Tracking his parents down in census records is difficult.  His father was reputedly a Baptist minister [1], but that could be confusion with his uncle.  One source names his father James Eustace Pulsford, but that is difficult to substantiate.  The marriage of a James Pulsford to a Mary Ann Cutler was registered in the fourth quarter of 1843, at Liverpool.  This would appear to be the marriage of Edward Pulsford’s parents.


The 1871 census found a certain 25-year-old Burslem-born clerk called James Pulsford lodging at 39 Frances Street West, Hull.  The birth of a Jane Pulsford was registered in the second quarter of 1846, at Wolstanton, Staffs.  The birth of a Marian Pulsford was registered in the second quarter of 1848, at Dudley, Staffs.  The birth of a Jane Cutler Pulsford was registered in the third quarter of 1850, at Dudley, Staff.  These three, the last in particular, look rather like siblings of Edward Pulsford, though two Janes are unlikely.  The offspring of James and Mary Pulsford would therefore appear to possibly include some or all of the following:


Edward Pulsford

born 29/09/1844, Burslem, Staffs.

James Pulsford

born 1845/46,  Burslem, Staffs.

Marian Pulsford

born 1848, in/near Dudley, Staffs.

Jane Cutler Pulsford

born 1850, in/near Dudley, Staffs.


In time Edward came to live for a while with his uncle, John Pulsford, who was born in 1815/16, at Tiverton, Devon.

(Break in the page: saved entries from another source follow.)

PR #112, opened 2019-10-15
Assignment 2

crackerJackTech:
[WIP] Have not completed the Unit Tests or the extension methods for BaseLoggerMixins.

### DIFF
--- a/Logger/BaseLoggerMixins.cs
+++ b/Logger/BaseLoggerMixins.cs
@@ -1,7 +1,82 @@
-﻿namespace Logger
+﻿using System;
+
+namespace Logger
 {
     public static class BaseLoggerMixins
     {
-        
+        public static void Error(this BaseLogger baseLogger, string logLevel, params object[] message)
+        {
+            
+            if(baseLogger is null)
+            {
+                throw new ArgumentNullException();
+            }
+
+            LogLevel log = LogLevel.Error;
+
+            foreach(object obs in message)
+            {
+                baseLogger.Log(log, obs.ToString());
+            }
+
+
+
+            
+
+        }
+
+        public static void Warning(this BaseLogger baseLogger, string logLevel, params object[] message)
+        {
+            if (baseLogger is null)
+            {
+                throw new ArgumentNullException();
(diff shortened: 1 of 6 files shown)


Logger/BaseLoggerMixins.cs
```diff
@@ -1,7 +1,82 @@
...
 {
     public static class BaseLoggerMixins
     {
-        
+        public static void Error(this BaseLogger baseLogger, string logLevel, params object[] message)
+        {
+            
+            if(baseLogger is null)
+            {
+                throw new ArgumentNullException();
```
Keboo: When throwing an ArgumentNullException you want to pass the name of the argument that was null.
```suggestion
                throw new ArgumentNullException(nameof(baseLogger));
```

Logger/BaseLoggerMixins.cs
```diff
@@ -1,7 +1,82 @@
...
+            }
+
+            LogLevel log = LogLevel.Error;
+
+            foreach(object obs in message)
+            {
+                baseLogger.Log(log, obs.ToString());
+            }
```
Keboo: I think what you wanted to do here was something like this to properly format the message.

```C#
baseLogger.Log(log, string.Fomat(logLevel, message));
```

Logger/FileLogger.cs
```diff
@@ -0,0 +1,12 @@
+﻿using System;
+
+namespace Logger
+{
+    class FileLogger : BaseLogger
+    {   
+        public override void Log(LogLevel logLevel, string message)
+        {
+            Console.WriteLine(DateTime.Now + " " + ClassName + " " + logLevel + " " + message);
```
Keboo: String interpolation can simplify this
```suggestion
            Console.WriteLine($"{DateTime.Now} {ClassName} {logLevel} {message}");
```

Logger/LogFactory.cs
```diff
@@ -2,10 +2,20 @@
 {
     public class LogFactory
     {
+        private string FilePath;
```
```suggestion
        private string _FilePath;
```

John Pulsford was minister at the South Street Church in Hull.  The 1851 census found John Pulsford, his wife, Pontefract-born Alice Hurst Pulsford, three children, and a servant, living at 2 Colonial Street, Hull.  Where John’s nephew, 6-year-old Edward Pulsford, was at this time is unclear, but at some stage from 1851 to 1861 Edward Pulsford went to live with his uncle John’s family in Hull.


White’s General Directory of Kingston-upon-Hull, and York, 1851, listed Rev. J. Pulsford at 2 Colonial Street, Hull.  It listed two Baptist Chapels, one at 16 Salthouse Lane, Hull, in the charge of Rev. D. M. N. Thompson, and the other on South Street, Hull, in the charge of Rev. John Pulsford.


The 1861 census accordingly found 16-year-old Burslem-born “Edward Charles Pulsford” living at Linnaeus Street, Hull, in the household of his uncle John, which also included John’s wife, five children and a servant.  Uncle John was still minister at South Street Church.  Edward was described as a shipping clerk.  This census return is seemingly the only record of Edward Pulsford having the middle name Charles, and if it was genuine then he must have chosen not to use it himself.


Edward’s father is said to have started working with Edward in Hull by 1870 as commission agent [1], but James senior is conspicuous by his absence from censuses and directories, whereas Edward, his uncle, and James junior (his brother?) are evident.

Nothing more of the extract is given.